- Born: 1992 (age 33–34) Kuwait
- Occupation: Eulogy reciter
- Years active: 2012–present

= Ali Bouhamad =

Ali Ahmed Al Bouhamad (علي أحمد آل بوحمد; b. 1992), known as Ali Bouhamad or Ali Bohamad, is an Islamic eulogy reciter, music producer and composer from Kuwait.

== Biography ==
Bouhamad was born in the city of Kuwait. He hails from a Ahsa'i family that migrated to Kuwait in the late 19th-century. Bouhamad grew up within a conservative religious family, that founded a Hussainiya of their own in 1952, known as Hussainiyat Al Buhamad (The Hussainiya of the family of Bouhamad).

He began reciting in local Hussainiyas in Kuwait, namely his family's Hussainiya. Then as he began to gain fame, he began to get invited to recite across the Islamic world. He released his first album single in 2017, gaining millions of views to his video clips on his YouTube channel.
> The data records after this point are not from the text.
PR #53, opened 2021-02-11
MB-5938 unit test blitz

eamahanna:
## Description

This PR adds units tests for the MilMoveProvider and MilMoveData classes and their functions. 

## Reviewer Notes

My python is rusty, are there better ways to test? 

## Setup

Execute `pytest utils/tests/test_fake_data.py`

## References

* [Jira story](https://dp3.atlassian.net/browse/MB-5938) for this change.

### DIFF
--- a/utils/tests/test_fake_data.py
+++ b/utils/tests/test_fake_data.py
@@ -3,9 +3,11 @@
 import pytest
 
 from utils.fake_data import MilMoveProvider
+from utils.fake_data import MilMoveData
 from faker import Faker
 from faker.generator import Generator
 from datetime import datetime
+from utils.constants import DataType
 
 
 class TestMilMoveProvider:
@@ -18,8 +20,6 @@ class TestMilMoveProvider:
         cls.fake.add_provider(MilMoveProvider)
         cls.provider = MilMoveProvider(Generator())
 
-    # faker takes functions and makes own, attributes is different
-
     def test_init(self):
         """
         Tests that the __init__ from the setup_class method worked correctly.
@@ -29,18 +29,27 @@ class TestMilMoveProvider:
         assert self.provider.last_name_used is True
 
     def test_safe_phone_number(self):
+        """
+        Tests the returned phone number is the correct length and structure
+        """
         phone_number = self.fake.safe_phone_number()
         assert type(phone_number) is str
         assert len(phone_number) == 12
         assert phone_number.index("555") == 4
 
     def test_time_military(self):
+        """
+        Tests the returned time is the correct length and structure
+        """
         time = self.fake.time_military()
         assert type(time) is str
         assert len(time) == 5
         assert time.endswith("Z")
 
     def test_iso_date_time(self):
+        """
+        Tests the returned time is a string in ISO date time format
+        """
         date_value = self.fake.iso_date_time()
         assert type(date_value) is str
         try:
@@ -50,6 +59,9 @@ class TestMilMoveProvider:
             pytest.fail(ValueError)
 
     def test__set_safe_name(self):
+        """
+        Tests the current name does not equal empty strings and sets variables to false
+        """
         self.provider._set_safe_name()
         assert self.provider.current_name["first_name"] != ""
         assert self.provider.current_name["last_name"] != ""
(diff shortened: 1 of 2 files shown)


utils/tests/test_fake_data.py
```diff
@@ -0,0 +1,122 @@
...
+        assert self.provider.last_name_used is True
+
+    def test_safe_phone_number(self):
+        """
+        Tests the returned phone number is the correct length and structure
+        """
+        phone_number = self.fake.safe_phone_number()
+        assert type(phone_number) is str
+        assert len(phone_number) == 12
+        assert phone_number.index("555") == 4
```
sandy-wright, line 38: This last assertion is a little goofy, haha. Are you comfortable with regex? This would be a good place to test that what we're getting back matches the pattern we expect to see, namely `[2-9]\d{2}-555-\d{4}`. Don't feel obligated to do pattern matching if it's new to you, but if you're curious about regex, this is a really good resource: https://regexone.com/

utils/tests/test_fake_data.py
```diff
@@ -0,0 +1,122 @@
...
+        """
+        last_name = self.fake.safe_first_name()
+        assert type(last_name) is str
+        assert last_name != self.provider.current_name["last_name"]
+
+    def test_safe_street_address(self):
+        """
+        Tests the return address is a string
+        """
+        assert type(self.fake.safe_street_address()) is str
```
sandy-wright, line 91: These tests are a little tricky because what we _really_ want to test is that the data we're getting back is the safe data from our `fake_data.json` file. This is the fake data that USTC has actually approved for our use. A check like:

```python
address = self.fake.safe_street_address()
assert address in self.provider.safe_data["addresses"]
```

For names, maybe:
```python
fake_name = self.fake.safe_first_name()
for name in self.safe_data["names"]:
    if name["first_name"] == fake_name:
        found = True
        
assert found
```

utils/tests/test_fake_data.py
```diff
@@ -0,0 +1,122 @@
...
+        assert self.provider.first_name_used is False
+        assert self.provider.last_name_used is False
+
+    def test_safe_first_name(self):
+        """
+        Tests the first name is a string and does not equal the current first name
+        """
+        first_name = self.fake.safe_first_name()
+        assert type(first_name) is str
+        assert first_name != self.provider.current_name["first_name"]
```
sandy-wright, line 77: This check right now is a little misleading - the provider you initialized as `cls.provider` in the setup is actually _not_ what's being used for generating the first name here (that's a different instance of the provider inside the Faker class). At this point, the first name actually SHOULD be the current first name, and we should see that `self.first_name_used` is True.

If we want to test this accurately, we'll have to use the MilMoveProvider class and not the Faker class. Now that we're passing in a generator, you might be able to do:
```python
self.provider.safe_first_name()
```
without an error.

utils/tests/test_fake_data.py
```diff
@@ -0,0 +1,122 @@
...
+
+    def test_safe_last_name(self):
+        """
+        Tests the last name is a string and does not equal the current last name
+        """
+        last_name = self.fake.safe_first_name()
```
sandy-wright, line 83: Looks like a typo here - should be `self.fake.safe_last_name()` :)

utils/tests/test_fake_data.py
```diff
@@ -0,0 +1,122 @@
...
+        """ Initialize the MilMoveData that will be tested. """
+        cls.data = MilMoveData()
+
+    def test_init(self):
+        """
+        Tests that the __init__ from the setup_class method worked correctly.
+        """
+        assert isinstance(self.data.fake, Faker)
+        assert type(self.data.data_types) is dict
+        assert len(self.data.data_types) == 16
```
sandy-wright, line 108: We don't have to be that specific here, I think a good ol' `assert self.data.data_types is not None` would be sufficient.

utils/tests/test_fake_data.py
```diff
@@ -0,0 +1,122 @@
...
+
+    def test_get_random_choice(self):
+        """
+        Tests that an element is returned from the provided list
+        """
+        list = ["string1", 4, True, "string2"]
```
sandy-wright, line 114: Hahaha, love the truly random data. One thing I would recommend is renaming `list` to `random_list` or something along those lines. `list` is an internal keyword in python, so overriding it can be very dangerous (the fact that python even lets you do this is shady as heck).

sandy-wright (changes requested):
This is really good work! I left a lot of comments, but don't feel like you need to do everything I suggested. The most important changes are the ones I mentioned in `test_safe_first_name` and `test_safe_last_name`. Beyond that, it's a lot more subjective!

Let me know if have any questions ☺️

sandy-wright (approved):
Thanks for making all those changes!! Looks great ✨

PR #54, opened 2021-02-12
[MB-6219] Add shipments and serviceitems to the prime workflow in load testing

shimonacarvalho:
## Description

This ticket adds more calls to the prime workflow. These are in the `prime_workflow.py` file.
Added workflow chunks for 
* Add shipment with doshut service and approve
* update shipment agent and address

To support that, did a bunch of cleanup and update on the tasks in `tasks/prime.py`
* Reduced logger printouts on successful calls
* Updated tasks to request a specific object from storage if called with overrides.
* Updated tasks to return the new object on successful call to the endpoint
* Documented all overrides in tasks

**This branch depends on the same named branch in the mymove repo**
Here is that PR : https://github.com/transcom/mymove/pull/5905

## Setup

- run Locust with make `load_test_prime_workflow`
- In the locust load test, select 25/10 for number of "users to simulate" and for "swarm rate".
- Check that all 7 new endpoints are hit as listed in the jira
- Check that there are ZERO failures. 

Unlike the discrete task based load testing, the prime_workflow taskset will **only test happy paths**. Therefore we expect no failures.
You should see hits to the above endpoints. You should see ZERO failures.

There are also tests setup for the storage aspect of prime workflow
You can run them with 
`pytest tasks/tests/test_prime_workflow.py` 

Should also have ZERO failures.

## References

* [Jira story](https://dp3.atlassian.net/browse/mb-6219) for this change.

### DIFF
--- a/tasks/base.py
+++ b/tasks/base.py
@@ -21,7 +21,7 @@ def check_response(response: Response, task_name="Task", request=None):
     :param request: any type, optional data to print for debugging a failed response
     :return: tuple(dict, bool)
     """
-    logger.info(f"ℹ️ {task_name} status code: {response.status_code}")
+    logger.info(f"ℹ️ {task_name} status code: {response.status_code} {response.reason}")
 
     try:
         json_response = json.loads(response.content)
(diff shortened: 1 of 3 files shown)


eamahanna (approved):
LGTM and works correctly. Verified all the actions were completed in workflow without error

PR #58, opened 2021-02-25
Sc mb 5939 tests for utils hosts

eamahanna:
## Description

This PR adds test for `utils/hosts.py`. 

## Reviewer Notes

Is there a better way to handle the `@mock.patch.dict(os.environ, {"MOVE_MIL_EXP_TLS_CERT": "test_cert", "MOVE_MIL_EXP_TLS_KEY": "test_key"})` calls? 

Did I test the `TestMilMoveDomain` function correctly?

## Setup

To run the tests, execute `pytest utils/tests/test_hosts.py`

## References

* [Jira story](https://dp3.atlassian.net/browse/MB-5939) for this change.


utils/tests/test_hosts.py
```diff
@@ -0,0 +1,162 @@
...
+        """ Define and initialize classes to be tested """
+
+        class HostLocal(MilMoveHostMixin):
+            # These attributes are used in MilMoveHostMixin to set up the proper hostname for any MilMove environment:
+            local_port = "9443"
+            domain = MilMoveDomain.PRIME  # the base domain for the host
+            is_api = True  # if True, uses the api base domain in deployed environments
+            host = "local"
+
+        """ Initialize the APIParser that will be tested. """
```
sandy-wright, line 45: In general, it's good to avoid using docstring comments unless they are documenting a class or a function definition. The reason for this is because they aren't ignored by the compiler like normal comments, so it creates unnecessary noise when you run the code.

utils/tests/test_hosts.py
```diff
@@ -0,0 +1,162 @@
...
+
+
+class TestMilMoveHostMixin:
+    """ Tests the MilMoveHostMixin class and its methods. """
+
+    @classmethod
+    def setup_class(cls):
+        """ Define and initialize classes to be tested """
+
+        class HostLocal(MilMoveHostMixin):
```
sandy-wright, line 38: I might suggest renaming this to something like `TestHostUser` instead of `HostLocal`. It's not _always_ going to be local during the tests, plus this obfuscates the fact that this is meant to be used like an `HttpUser` class. BUT this is definitely up to you, I'm fine with it if you keep it as-is too

utils/tests/test_hosts.py
```diff
@@ -0,0 +1,162 @@
...
+        assert re.search("static/tls/devlocal-mtls.cer", self.TestUser1.cert_kwargs["cert"][0])
+        assert re.search("static/tls/devlocal-mtls.key", self.TestUser1.cert_kwargs["cert"][1])
+
+    def test_set_milmove_env(self):
+        self.HostLocalClass.env = None
+        self.TestUser1.set_milmove_env("exp")
+
+        assert self.HostLocalClass.env == MilMoveEnv.EXP
+        assert self.TestUser1.env == MilMoveEnv.EXP
+        assert self.TestUser2.env == MilMoveEnv.EXP
```
sandy-wright, line 65: nice!

utils/tests/test_hosts.py
```diff
@@ -0,0 +1,162 @@
...
+        Tests the host name for the class can be set using the class env
+        and be called from a class instance
+        """
+        # reset all initally set values in class
+        self.HostLocalClass.host = None
+        self.HostLocalClass.env = MilMoveEnv.EXP
+
+        # host is None due to setting the class host to None above
+        assert self.TestUser1.host is None
+        assert self.TestUser2.host is None
```
sandy-wright, line 84: 💯 ✨

utils/tests/test_hosts.py
```diff
@@ -0,0 +1,162 @@
...
+        self.HostLocalClass.env = MilMoveEnv.LOCAL
+        self.TestUser1.set_cert_kwargs()
+
+        assert re.search("tls/devlocal-mtls.cer", self.TestUser1.cert_kwargs["cert"][0])
+        assert re.search("tls/devlocal-mtls.key", self.TestUser1.cert_kwargs["cert"][1])
+        assert re.search("tls/devlocal-mtls.cer", self.TestUser2.cert_kwargs["cert"][0])
+        assert re.search("tls/devlocal-mtls.key", self.TestUser2.cert_kwargs["cert"][1])
+
+    @mock.patch.dict(os.environ, {"MOVE_MIL_EXP_TLS_CERT": "test_cert", "MOVE_MIL_EXP_TLS_KEY": "test_key"})
+    def test_create_deokoyed_cert_file(self):
```
sandy-wright, line 112: I think this should be "deployed" instead of "deokoyed" 😄

utils/tests/test_hosts.py
```diff
@@ -0,0 +1,162 @@
...
+        self.HostLocalClass.env = MilMoveEnv.EXP
+        cert_file_path = self.TestUser1.create_deployed_cert_file()
+        test_file_contents = "test_cert\ntest_key"
+
+        assert re.search("tls/exp_tls_cert_key.pem", cert_file_path)
+        with open(cert_file_path, "r") as f:
+            assert f.read() == test_file_contents
+
+    def test_no_env_variables_create_deokoyed_cert_file(self):
```
sandy-wright, line 121: same typo as above, I love how it's clear that your right hand was just one key too far left haha

utils/tests/test_hosts.py
```diff
@@ -0,0 +1,162 @@
...
+
+    @mock.patch.dict(os.environ, {"MOVE_MIL_EXP_TLS_CERT": "test_cert", "MOVE_MIL_EXP_TLS_KEY": "test_key"})
+    def test_create_deokoyed_cert_file(self):
+        self.HostLocalClass.env = MilMoveEnv.EXP
+        cert_file_path = self.TestUser1.create_deployed_cert_file()
+        test_file_contents = "test_cert\ntest_key"
+
+        assert re.search("tls/exp_tls_cert_key.pem", cert_file_path)
+        with open(cert_file_path, "r") as f:
+            assert f.read() == test_file_contents
```
sandy-wright, line 119: nice, this is a great test

utils/tests/test_hosts.py
```diff
@@ -0,0 +1,162 @@
...
+    def test_remove_deployed_cert_file(self):
+        # Setup kwargs
+        self.HostLocalClass.env = MilMoveEnv.EXP
+        self.HostLocalClass.cert_kwargs = None
+        self.TestUser1.set_cert_kwargs()
+        cert_kwargs_before = self.TestUser1.cert_kwargs["cert"]
+
+        self.TestUser1.remove_deployed_cert_file()
+        assert os.path.exists(cert_kwargs_before) is False
+        assert self.TestUser1.cert_kwargs == {}
```
sandy-wright, line 136: Can we double-check that the `cert_kwargs == {}` for TestUser2 as well?

utils/tests/test_hosts.py
```diff
@@ -0,0 +1,162 @@
...
+
+        # Call function again to make sure it doesn't error
+        self.TestUser1.remove_deployed_cert_file()
+
+
+# tasks.base logger for mocking
+logger = logging.getLogger("utils.hosts")
```
sandy-wright, line 143: Not a big deal, but you could put this on the top of the file. OR you could put it within the `test_clean_milmove_host_users` function to make it clear that's the only place where it's used. Either way though, doesn't really matter

utils/tests/test_hosts.py
```diff
@@ -0,0 +1,162 @@
...
+        test_file_contents = "test_cert\ntest_key"
+
+        assert re.search("tls/exp_tls_cert_key.pem", cert_file_path)
+        with open(cert_file_path, "r") as f:
+            assert f.read() == test_file_contents
+
+    def test_no_env_variables_create_deokoyed_cert_file(self):
+        self.HostLocalClass.env = MilMoveEnv.EXP
+        with pytest.raises(ImplementationError):
+            self.TestUser1.create_deployed_cert_file()
```
sandy-wright, line 124: Hmm, this test doesn't work for me because it's finding my actually environment variables. Maybe you should add the mock to this method, but with an empty dict? Like `@mock.patch.dict(os.environ, {})`? Or we could omit this test if necessary. Didn't realize my actual env vars would goof this up, but I guess it makes sense 🤔

sandy-wright (changes requested):
These tests look great!! Really good test cases in here. Only thing that should be changed is the `test_no_env_variables_create_deokoyed_cert_file` test on line 121 - it fails for me because it finds the actual EXP environment variables in my shell env. That can be mocked out, or remove the test if necessary, whichever works best for you.

utils/tests/test_hosts.py
eamahanna: LOL

utils/tests/test_hosts.py
eamahanna: At least it was consistent lol

sandy-wright (approved):
LGTM! 🚀

utils/tests/test_hosts.py
eamahanna: Fixed!

PR #59, opened 2021-02-26
MB-5958 Add unit tests for utils.fields.ObjectField

sandy-wright:
## Description

This PR adds unit tests for all of the methods in the ObjectField class. It also fixes some bugs encountered along the way.

## Setup

To run only the new tests:

```sh
pytest -v -k TestObjectField utils/tests/test_fields.py
```

And to run all tests:

```sh
pytest
```

## References

* [Jira story](https://dp3.atlassian.net/browse/MB-5958) for this change.

### DIFF
--- a/utils/tests/test_fields.py
+++ b/utils/tests/test_fields.py
@@ -3,11 +3,15 @@
 import re
 
 import pytest
+
+# from pytest_mock import mocker
 from faker.generator import Generator
 
 from utils.fields import BaseAPIField, ArrayField, EnumField, ObjectField
 from utils.constants import DataType
 from utils.fake_data import MilMoveProvider, MilMoveData
+
+MOCK_FAKE_DATA = {DataType.INTEGER: 112358}
 
 
 class TestBaseAPIField:
@@ -80,6 +84,7 @@ class TestObjectField:
     def setup_class(cls):
         """ Initialize the ObjectField that will be tested. """
         cls.object_field = ObjectField()
+        cls.faker = MilMoveData()
 
     def test_init(self):
         """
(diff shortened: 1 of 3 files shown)


utils/tests/test_fields.py
```diff
@@ -69,3 +73,324 @@ def test_generate_fake_data(self):
...
+        assert test_field in self.object_field.object_fields
+
+        # Testing that we can add another ObjectField to this ObjectField's list of subfields,
+        # and that the subfields of the two Objects do not merge:
+        test_object = ObjectField(name="testObject")
+        test_object_subfield = BaseAPIField(name="testSentence", data_type=DataType.SENTENCE)
+        test_object.add_field(test_object_subfield)
+        self.object_field.add_field(test_object)
+        assert test_object in self.object_field.object_fields
+        assert test_object_subfield in test_object.object_fields
```
eamahanna, line 114: Nice 🎉

utils/tests/test_fields.py
```diff
@@ -69,3 +73,324 @@ def test_generate_fake_data(self):
...
+        self.object_field.combine_fields(array_field, unique=True)
+        assert len([field for field in self.object_field.object_fields if field.name == "arrayField"]) == 1
+
+        test_object = ObjectField(name="testObject")
+        test_object_subfield = BaseAPIField(name="testSentence", data_type=DataType.SENTENCE)
+        test_object.add_field(test_object_subfield)
+
+        self.object_field.combine_fields(test_object)
+        assert test_object not in self.object_field.object_fields
+        assert all([test_field in self.object_field.object_fields for test_field in test_object.object_fields])
```
eamahanna, line 175: Can you explain this check?

utils/tests/test_fields.py
```diff
@@ -69,3 +73,324 @@ def test_generate_fake_data(self):
...
+        assert base_field.required is False
+        assert random_field.required is False
+        assert enum_field.required is False
+        assert space_field.required is False
+
+        self.object_field.update_required_fields(required_fields)
+
+        assert base_field.required is True
+        assert random_field.required is True
+        assert enum_field.required is False
```
eamahanna, line 211: Why is this still false?

utils/tests/test_fields.py
sandy-wright: Yes (and I'll add a comment too):

The main purpose for the `ObjectField.combine_fields` method is to combine the fields from two distinct ObjectFields into one ObjectField. To simplify:

```
ObjectA fields:
  - name
  - date_of_birth
  
ObjectB fields:
  - favorite_color
  
ObjectA.combine_fields(ObjectB)

ObjectA fields:
  - name
  - date_of_birth
  - favorite_color
```

So this test is trying to make sure that every field that was originally in `test_object`'s list of fields is now _also_ in `self.object_field`'s list of fields. To do that, we loop through each field in `test_object.object_fields`, check if that field is also in `self.object_field.object_fields`, and then add the Boolean result of that check to a list. At the end we're checking that the list is all True - meaning every single field in `test_object` was added to `self.object_field`.

It definitely doesn't help that everything has "object" and "field" in the name 😩 . I might rename `test_object` to help with that

utils/tests/test_fields.py
sandy-wright: Because its name wasn't in the `required_fields` list I passed in. Only these fields were going to be marked required: `["baseField", "randomField", "phoneField", "spaceField"]`. I set that at the top of this function, which I don't think is very readable. I'll change it to look like:

```python
        self.object_field.update_required_fields(["baseField", "randomField", "phoneField", "spaceField"])

        assert base_field.required is True
        assert random_field.required is True
        assert enum_field.required is False
        assert space_field.required is True
```

Hopefully that makes it more readable

eamahanna (approved):
LGTM :)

His elegies have been featured on various religious TV channels and aired on a number of religious radio broadcasts.

He recites frequently in Kuwait, Iraq, London, Oman, and Saudi Arabia, and has previously recited in Sweden, and Lebanon.

== Discography ==

=== Studio albums ===

- Hayat w Mowt (Life and Death) (2019)
- Hikaya (The Story) (2020)
- Ya Malik Hel Omor (My all) (2021)
- Kol al Toroq (All Roads) (2022)
- Sayyidi Ya Husayn (My master Husayn) (2023)

=== Music videos ===

| Year | Title | Director | Views | Source |
| 2017 | "Mafroodh 'Al Naas" | Mohammad Adel Bloshi | 3.2 million | Ali Bouhamad's Youtube Channel |
| 2017 | "My Service" | Abbas Saeed | 22 million |
| 2018 | "My Soul" | Abbas Saeed | 1.8 million |
| 2019 | "Dhaye'" | Abbas Saeed | 2.1 million |
| 2020 | "A'tham Areesayn" | Abbas Saeed | 28 million |
| 2020 | "My First Love" | Hussain Bahman | 8.1 million |
| 2021 | "Min al-Mutamasakeen" | Abbas Saeed | 8.4 million |
| 2021 | "He Attacked" | Mohammad Adel Bloshi | 2.4 million |
| 2021 | "My All" | Abd al-Zahra | 5.8 million |
| 2021 | "Salallah Alayh Wa Alih" | Hussain Bahman | 1.9 million |
| 2022 | "All Roads" | Mohammed Esfandiari | 1 million |
| 2023 | "Sayyid Ya Husayn" | Aiman Alwaeli | 2.5 million |
| 2024 | "14 Masoom" | Abbas Yousefi | 11 million |
| 2024 | "Huwal Hussain" | Mohammed Adel Bloshi | 2.7 million |
| 2024 | "Akhir Kalam" | Khalid Buzayd | 1.7 million |
| 2025 | "My Divine Beloved" | Ahmed Jafar | 3.7 million |

== Muharram Participations ==

Muharram Participation's
| Gregorian Year | Lunar Year | Organisation | Location |
|---|---|---|---|
| 2017 | 1439 | Al-Akbar Foundation | London, UK |
| 2018 | 1440 | Hussainiyat Sayyid al-Shuhada | Kuwait |
| 2019 | 1441 | Hussainiyat Sayyid al-Shuhada | Kuwait |
| 2020 | 1442 | Hussainiyat Sayyid al-Shuhada | Kuwait |
| 2021 | 1443 | Hussainiyat al-Imamayn al-Kadhimayn | Kuwait |
| 2022 | 1444 | Hey'at Ayn al-Hayat | Manama, Bahrain |
| 2023 | 1445 | Al-Akbar Foundation | London, UK |
| 2024 | 1446 | Hussainiyat Sayyid al-Shuhada | Kuwait |
| 2025 | 1447 | Hussain Unites Us Association | Kuwait |

== Personal life ==
Bouhamad was married and has three children. His wife, died due to a vehicular accident in Kuwait, near the Kuwait-Iraq border, as she was on her way to make pilgrimage in Iraq, on Saturday, July 20th, 2024.